RL-Adventure-2: Policy Gradients

PyTorch tutorial of: actor critic / proximal policy optimization / acer / ddpg / twin dueling ddpg / soft actor critic / generative adversarial imitation learning / hindsight experience replay

The deep reinforcement learning community has made several improvements to the policy gradient algorithms.

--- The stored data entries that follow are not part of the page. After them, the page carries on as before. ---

PR #2233, opened 2017-12-12
Fix node integration tests.

al-r3:
… used as root, so that unittests can use a cert of their liking.
Started nodes where hanging due to an exception on validating that certificate.

Also changed NodeRegistrationTest to start 2 nodes.


testing/node-driver/src/main/kotlin/net/corda/testing/node/network/NetworkMapServer.kt
```diff
@@ -49,16 +51,17 @@ class NetworkMapServer(cacheTimeout: Duration,
                     CertificateType.INTERMEDIATE_CA,
                     rootCAKeyAndCert.certificate,
                     rootCAKeyAndCert.keyPair,
-                    X500Name("CN=Corda Network Map,L=London"),
+                    CordaX500Name("Corda Network Map", "R3 Ltd", "London","GB"),
                     networkMapKey.public).cert
+            // Check that the certificate validates. Nodes will perform this check upon receiving a network map,
+            // it's better to fail here than then.
```
shamsasari: typo: there

node/src/integration-test/kotlin/net/corda/node/utilities/registration/NodeRegistrationTest.kt
```diff
@@ -69,6 +68,8 @@ class NodeRegistrationTest {
         ) {
             startNode(providedName = CordaX500Name("Alice", "London", "GB")).getOrThrow()
             assertThat(registrationHandler.idsPolled).contains("Alice")
+            startNode(providedName = CordaX500Name("Genevieve", "London", "GB")).getOrThrow()
```
shamsasari: Thanks for this. 

Can you add a simple flow to make sure they can talk to each other. Invoking `CashIssueAndPaymentFlow` should do the trick. You'll probably need to specify "net.corda.finance" for the `extraCordappPackagesToScan` driver parameter to get it working.

al-r3:
done

node/src/integration-test/kotlin/net/corda/node/utilities/registration/NodeRegistrationTest.kt
```diff
@@ -57,18 +65,27 @@ class NodeRegistrationTest {
...
+            assertThat(registrationHandler.idsPolled).contains(ALICE_NAME)
+            val genevieve = startNode(providedName = CordaX500Name(GENEVIEVE_NAME, "London", "GB")).getOrThrow()
+            assertThat(registrationHandler.idsPolled).contains(GENEVIEVE_NAME)
+
+            // Check we nodes communicate among themselves (and the notary).
+            val anonymous = true
+            genevieve.rpc.startFlow(::CashIssueAndPaymentFlow, 1000.DOLLARS, OpaqueBytes.of(12),
+                    alice.nodeInfo.legalIdentities.first(),
+                    anonymous,
+                    defaultNotaryIdentity)
```
shamsasari: `startFlow` returns a Future which must be waited on otherwise any exception is lost

node/src/integration-test/kotlin/net/corda/node/utilities/registration/NodeRegistrationTest.kt
```diff
@@ -133,8 +139,9 @@ class RegistrationHandler(private val rootCertAndKeyPair: CertificateAndKeyPair)
                 certificationRequest,
                 rootCertAndKeyPair.keyPair,
                 arrayOf(rootCertAndKeyPair.certificate.cert))
-        certPaths[name.organisation] = certPath
-        return Response.ok(name.organisation).build()
+        val requestId = name.organisation.replace(Regex("""\s"""),"")
```
shamsasari: I'd rather `registration` just checks there's no whitespace in the organisation field

al-r3: Why? It all seems to works if there are spaces (the default notary has spaces in its name).
It is simply on the http side that spaces cause issues, I'm not even sure if it's in code or test

shamsasari: This is just obfuscating the whitespace in the org name issue. If it's the notary that's causing the problem, then you can specify the notary name with the `notarySpecs` param.

al-r3: ??
This is removing the whitespace just to generate the request ID for the generation process. If we have a request ID with a space then the test 'doorman' returns an HTTP error.

What issue are you talking about?

shamsasari: I know. What I want is to not be doing this auto-mangling and to keep things clear, i.e. do not use X500 names with whitespaces in them.

shamsasari: To further clarify why I don't like this. The driver allows two nodes with the names "AliceCorp" and "Alice Corp" (as far as I'm aware it doesn't remove whitespaces). But this is treating both names as the same. So it's better to avoid whitespace for the purposes of these tests.

al-r3:
@shamsasari this version of the code has the test passing.
However there are changes in the node registration, see https://github.com/corda/corda/blob/5b12c5177e3d327439490cded0917972da7a0444/node/src/main/kotlin/net/corda/node/internal/AbstractNode.kt#L713
for the new alias under which the private key is saved.
Though I still miss some piece.

Also this probably breaks some test I'll need to check those.

tl;dr we need the private key stored under "identity-private-key" additionally to "cordaclientca" (maybe instead works as well)

al-r3:
Also that is not notary-specific. And there are some constants which should be folded that will lead to some interesting module juggling

testing/node-driver/src/main/kotlin/net/corda/testing/node/internal/DriverDSLImpl.kt
```diff
@@ -225,6 +229,7 @@ class DriverDSLImpl(
         val configuration = config.parseAsNodeConfiguration()
 
         configuration.trustStoreFile.parent.createDirectories()
+       // if (configuration.notary != null) configuration.configureDevKeyAndTrustStores(providedName)  // needed for notaries
```
shamsasari: remove?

This tutorial presents latest extensions in the following order:

Advantage Actor Critic (A2C)

High-Dimensional Continuous Control Using Generalized Advantage Estimation

Proximal Policy Optimization Algorithms

Sample Efficient Actor-Critic with Experience Replay

Continuous control with deep reinforcement learning

Addressing Function Approximation Error in Actor-Critic Methods

Soft Actor-Critic: Off-Policy Maximum Entropy Deep Reinforcement Learning with a Stochastic Actor

Generative Adversarial Imitation Learning

Hindsight Experience Replay

If you get stuck…

Remember you are not stuck unless you have spent more than a week on a single algorithm. It is perfectly normal if you do not have all the required knowledge of mathematics and CS.
Carefully go through the paper. Try to see what is the problem the authors are solving. Understand a high-level idea of the approach, then read the code (skipping the proofs), and after go over the mathematical details and proofs.